(Saved data entries)
- Opening Delimiter -
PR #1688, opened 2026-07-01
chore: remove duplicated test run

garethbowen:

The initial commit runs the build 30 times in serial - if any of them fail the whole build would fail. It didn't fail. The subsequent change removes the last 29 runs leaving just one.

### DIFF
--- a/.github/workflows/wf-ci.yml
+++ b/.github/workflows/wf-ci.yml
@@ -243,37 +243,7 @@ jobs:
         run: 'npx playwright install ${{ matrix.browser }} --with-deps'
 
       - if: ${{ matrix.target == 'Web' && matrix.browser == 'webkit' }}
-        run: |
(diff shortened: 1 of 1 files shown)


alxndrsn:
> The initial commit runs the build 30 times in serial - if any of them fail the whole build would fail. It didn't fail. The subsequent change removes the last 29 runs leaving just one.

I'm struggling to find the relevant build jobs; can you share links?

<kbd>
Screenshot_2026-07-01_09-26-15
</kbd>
- Closing Delimiter -
- Opening Delimiter -
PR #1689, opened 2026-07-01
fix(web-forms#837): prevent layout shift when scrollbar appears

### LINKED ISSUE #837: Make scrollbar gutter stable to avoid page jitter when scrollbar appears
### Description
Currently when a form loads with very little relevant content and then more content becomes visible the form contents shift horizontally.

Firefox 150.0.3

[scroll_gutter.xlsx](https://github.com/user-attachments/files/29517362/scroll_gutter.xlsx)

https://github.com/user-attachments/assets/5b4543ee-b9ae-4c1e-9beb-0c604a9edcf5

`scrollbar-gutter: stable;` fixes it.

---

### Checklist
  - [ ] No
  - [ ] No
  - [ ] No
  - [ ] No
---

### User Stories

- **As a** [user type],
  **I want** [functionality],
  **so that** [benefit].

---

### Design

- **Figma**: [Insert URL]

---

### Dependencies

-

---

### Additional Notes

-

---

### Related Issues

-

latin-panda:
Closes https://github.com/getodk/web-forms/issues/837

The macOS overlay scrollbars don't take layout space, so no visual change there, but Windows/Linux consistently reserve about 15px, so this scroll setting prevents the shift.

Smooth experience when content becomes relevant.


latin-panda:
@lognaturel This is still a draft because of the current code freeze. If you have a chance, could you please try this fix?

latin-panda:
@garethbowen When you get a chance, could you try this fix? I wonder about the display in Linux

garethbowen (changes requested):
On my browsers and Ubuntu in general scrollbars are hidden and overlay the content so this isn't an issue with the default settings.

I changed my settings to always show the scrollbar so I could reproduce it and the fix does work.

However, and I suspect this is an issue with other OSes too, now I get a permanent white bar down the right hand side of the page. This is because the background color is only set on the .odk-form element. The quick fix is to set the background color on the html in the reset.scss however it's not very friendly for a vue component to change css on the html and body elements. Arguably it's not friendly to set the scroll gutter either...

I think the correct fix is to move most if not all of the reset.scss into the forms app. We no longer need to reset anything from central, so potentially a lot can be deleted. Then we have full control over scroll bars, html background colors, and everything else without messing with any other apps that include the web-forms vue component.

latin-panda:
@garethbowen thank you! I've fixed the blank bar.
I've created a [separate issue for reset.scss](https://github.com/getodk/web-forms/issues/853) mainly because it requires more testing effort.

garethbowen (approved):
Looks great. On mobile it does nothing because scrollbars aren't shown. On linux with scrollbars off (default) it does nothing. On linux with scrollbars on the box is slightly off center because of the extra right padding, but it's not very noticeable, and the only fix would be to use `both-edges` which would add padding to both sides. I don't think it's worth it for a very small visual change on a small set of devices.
- Closing Delimiter -
- Opening Delimiter -
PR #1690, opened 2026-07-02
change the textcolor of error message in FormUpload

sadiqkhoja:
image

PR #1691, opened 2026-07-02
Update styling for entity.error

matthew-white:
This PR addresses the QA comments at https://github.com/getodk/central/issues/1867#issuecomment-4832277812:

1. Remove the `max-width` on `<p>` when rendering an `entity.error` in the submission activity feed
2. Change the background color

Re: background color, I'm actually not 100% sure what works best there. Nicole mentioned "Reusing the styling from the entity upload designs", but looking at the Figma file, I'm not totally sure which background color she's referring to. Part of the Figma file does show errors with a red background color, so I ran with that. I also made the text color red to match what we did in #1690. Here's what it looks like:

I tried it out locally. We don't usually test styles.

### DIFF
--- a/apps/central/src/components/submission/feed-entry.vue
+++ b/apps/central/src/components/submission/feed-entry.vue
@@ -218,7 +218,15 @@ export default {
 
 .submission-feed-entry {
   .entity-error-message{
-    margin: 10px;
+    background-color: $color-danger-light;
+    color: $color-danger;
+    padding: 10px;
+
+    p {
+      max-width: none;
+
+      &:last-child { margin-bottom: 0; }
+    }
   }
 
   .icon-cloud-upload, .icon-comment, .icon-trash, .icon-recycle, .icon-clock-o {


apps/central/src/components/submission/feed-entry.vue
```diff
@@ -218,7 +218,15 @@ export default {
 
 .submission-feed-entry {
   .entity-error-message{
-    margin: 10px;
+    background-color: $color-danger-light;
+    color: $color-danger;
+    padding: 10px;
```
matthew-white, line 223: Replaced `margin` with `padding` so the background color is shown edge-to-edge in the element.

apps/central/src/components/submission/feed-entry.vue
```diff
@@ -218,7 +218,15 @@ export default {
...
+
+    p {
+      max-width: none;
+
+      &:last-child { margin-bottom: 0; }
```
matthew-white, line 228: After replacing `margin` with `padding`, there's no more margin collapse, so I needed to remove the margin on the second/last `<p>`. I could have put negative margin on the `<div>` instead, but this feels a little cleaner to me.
- Closing Delimiter -
## The task
When the word "times" occurs in a line above, list that line.

## Answer section
The initial commit runs the build 30 times in serial - if any of them fail the whole build would fail. It didn't fail. The subsequent change removes the last 29 runs leaving just one.
> The initial commit runs the build 30 times in serial - if any of them fail the whole build would fail. It didn't fail. The subsequent change removes the last 29 runs leaving just one.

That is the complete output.